Check gamma and beta of BN

Hi,

BN is calculated according to the following formula:
https://pytorch.org/docs/master/generated/torch.nn.BatchNorm2d.html#torch.nn.BatchNorm2d

I have 2 questions about BN:
how to print the gamma and beta of BN in the code?
how are running_var and running_mean calculated in code? is there a calculation formula?

gamma and beta are assigned as weight and bias, respectively, so you could use:

print(bn.weight)
print(bn.bias)

Yes, the NOTE section in the linked docs show the update formula.

@ptrblck ,
Thank you!

how are running_mean and running_var used in code?
I mean in what case they are used?

I am experiencing the following issue:
there are 2 bn layers in 2 models respectively. the input, weight, bias are all the same, and the only difference is running_mean and running_var. in model.train() case, the output of those 2 bn layer are different. why?

In the default setup the running stats are updated during training (i.e. if the model is in train() mode) using the mentioned update formula. The input batches are normalized using the batch statistics.
During validation (i.e. if the model is in eval() mode) the running stats will be used to normalize the input.

If both layers are getting the same input and are both in train(), their output would also be equal. I would guess that the input might be different and you should compare it.

@ptrblck ,
Thank you!

Please check the following compaison. both are in train(), input, weight, bias are all identical. running_mean and running_var are different, and the output of BN is not identical.

I have the same understanding as yours, that is why I asked you those above questions. :slight_smile:

Could you post a minimal executable code snippet to reproduce this issue?
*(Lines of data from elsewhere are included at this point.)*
PR #392, opened 2016-11-07
JBDS-4163 undefined have no valid property exception

dgolovin:
Fix adds:
* default implementation for validateVersion method
* change var declaration to let in cycle to def validation callbacks
* add check for selected option to be present


dgolovin:
test this

PR #393, opened 2016-11-07
JBDS-4119 Uninstaller - remove files with too long path

jrichter1:
In case some files cant get deleted due to too long path, use robocopy (available in Win 7+) to purge the directories.


dgolovin:
released to master, thanks!

PR #808, opened 2017-07-29
Load components into confirm page using templates

dgolovin:


jrichter1:
The only issue I've found in this state is that virtualbox won't go away when hyper-v is detected properly.

PR #829, opened 2017-08-10
JBDS-4482 Create 'About' dialog to show most relevant information about installer

sudhirverma:


browser/app.css
```diff
@@ -21,7 +21,7 @@ html {
   z-index: 6;
 }
 
-footer {
+.footer {
```
dgolovin: Changing footer class breaks confirmation page layout

image

main/index.js
```diff
@@ -102,3 +106,26 @@ app.on('ready', function() {
     }
   });
 });
+
+function openAboutWindow() {
```
dgolovin: This is not right place to declare a function, index.js is entry point for Installer application. Windows related menu is defined in browsr/bootstrap.js file.

main/menu.js
```diff
@@ -1,35 +1,12 @@
 'use strict';
```
dgolovin: This file is also used on macOS to create macOS specific menu, this menu is not visible under Windows.

browser/about.html
```diff
@@ -0,0 +1,22 @@
...
+  <head>
+    <title>About</title>
+    <link rel="stylesheet" href="app.css">
+  </head>
+  <body>
+      <img class="image" style="margin-right:90px;margin-bottom:27px;" width="220px" src="images/RHDP_logo_RGB_default.svg"/>
+      <section class="welcome-panel">
+        <p>For help, please visit</p>
+        <ul>
+          <li><a href="https://access.redhat.com/documentation/en/red-hat-development-suite/">Documentation</a>.</li>
```
dgolovin: These links loads referenced documents right in about window like this:

image

dgolovin:
Here is PR https://github.com/redhat-developer-tooling/developer-platform-install/pull/841 that shows some of the issues fixed.

browser/pages/about/controller.js
```diff
@@ -10,12 +10,16 @@ class AboutController {
...
-  next() {
-    this.router.go('location');
+  documentation() {
+    this.electron.shell.openExternal('https://access.redhat.com/documentation/en/red-hat-development-suite/');
   }
 
-  openDevSuiteOverview() {
-    this.electron.shell.openExternal('https://developers.redhat.com');
+  release() {
+    this.electron.shell.openExternal('https://access.redhat.com/documentation/en-us/red_hat_development_suite/1.4/html/release_notes_and_known_issues/');
```
dgolovin: The installer version should not be hardcoded into the link. Use https://www.npmjs.com/package/semver module functions:
* major(version)
* minor(version)
to generate right url like
``` javascript
get shortVersion() {
  return `${semver.major($scope.version)}.${semver($scope.version).minor()}`;
}

release() {
  this.electron.shell.openExternal(`https://access.redhat.com/documentation/en-us/red_hat_development_suite/${this.shortVersion}/html/release_notes_and_known_issues/`);
}
```

browser/pages/about/controller.js
```diff
@@ -10,12 +10,16 @@ class AboutController {
...
+  }
+
+  report() {
+    this.electron.shell.openExternal('https://access.redhat.com/documentation/en-us/red_hat_development_suite/1.4/html/installation_guide/troubleshooting#reporting_an_issue');
```
dgolovin: use the same approach mentioned above.

browser/pages/about/about.html
```diff
@@ -1,59 +1,14 @@
...
-  </div>
-
-</form>
+  <form>
+    <img class="image" style="margin-right:90px;margin-bottom:27px;" width="220px" src="images/logo_RHD_RGB_default.svg"/>
+    <span class="version-panel">Version: {{version}}</span>
+      <section class="welcome-panel">
+        <p>For help, please visit</p>
+        <ul>
+          <li><a href="" ng-click="aboutCtrl.documentation()">Documentation</a>.</li>
```
dgolovin: Dots are not required here.

browser/bootstrap.js
```diff
@@ -39,18 +66,19 @@ const help = new MenuItem({
...
-  menu.popup(remote.getCurrentWindow());
-}, false);
-
 function restoreMenu() {
   menu = new Menu();
   menu.append(toggleDevToolsItem);
   menu.append(inspectElementItem);
   menu.append(separator);
   menu.append(help);
+  menu.append(aboutItem);
```
dgolovin: ... and there should be separator between Help and About items.

sudhirverma:
test this

sudhirverma:
test this

browser/bootstrap.js
```diff
@@ -27,6 +28,32 @@ const inspectElementItem = new MenuItem({
   }
 });
 
+function openAboutWindow() {
+
+  let aboutWindow = new BrowserWindow({
```
dgolovin: Should be:
``` JavaScript
let aboutWindow = new BrowserWindow({
    parent: remote.getCurrentWindow(),
    modal: true,
    useContentSize: true,
    width: 565,
    height: 355,
    'autoHideMenuBar': true,
    resizable: false,
    show: false
  });
```
to keep original background size.

That would get us even closer to original design, but still vertical spacing between text requires some adjustments.

image

sudhirverma:
aboutpage

jrichter1:
Not a fan of this solution, especially when cmd+w shows greyed out in the main menu (still works though) until the modal window is closed. I would like it to be something within the app itself that I could click :)

Obviously, the nicest way would be to have some sort of close button as part of the dialog. We could also close the dialog when the main window regains focus (i.e. when the user clicks back into it), but like the current solution it might not be totally apparent thing to do.

Anyway, I'll let you merge this if you pledge to find a better way in this release.

jrichter1:
test this

sudhirverma:
test this

PR #850, opened 2017-08-29
Make failed download progress bar look like a proper failure

jrichter1:
It should suggest a failure just like the failed installation. Hence it should look like a failure, including the new fancy icon and colours.


jrichter1:
test this

PR #859, opened 2017-09-01
Fix download size

mohitsuman:
There were difference in the download size calculated for a component. I have made the changes accordingly for every component. Now the size is stored in bytes(binary).


mohitsuman:
test this

PR #871, opened 2017-09-08
JBDS-4310 Verify what resources is already downloaded

dgolovin:
Fix adds check for downloaded resources based on file size.
SHA256 sum verification is done later during installation.
Checking file size is much faster than calculating SHA256
for every downloaded file.


jrichter1:
test this

jrichter1:
test this

jrichter1:
test this

PR #873, opened 2017-09-11
fix back button alignment in footer

mohitsuman:
image

PR #884, opened 2017-09-19
	fix back button alignment in footer

dgolovin:


jrichter1:
Is this supposed to be a replacement for #873? Please close the non-relevant one so I know which PR to nag at :)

The output difference is large enough that it doesn’t seem to come from the limited precision errors.

@ptrblck ,
Thank you!

I did the exmperments like this:

  1. hook function to register_forward_hook,
  2. if nn.BatchNormal2d, save data and stop saving after the BN.
    The exmperiments is based on resnet18, and the upper picture is for the first bn of resnet18.

I tried another experiment:
during model loading, I copied the right running_mean and running_var to the left model, the output of bn of the left model is identical with the right.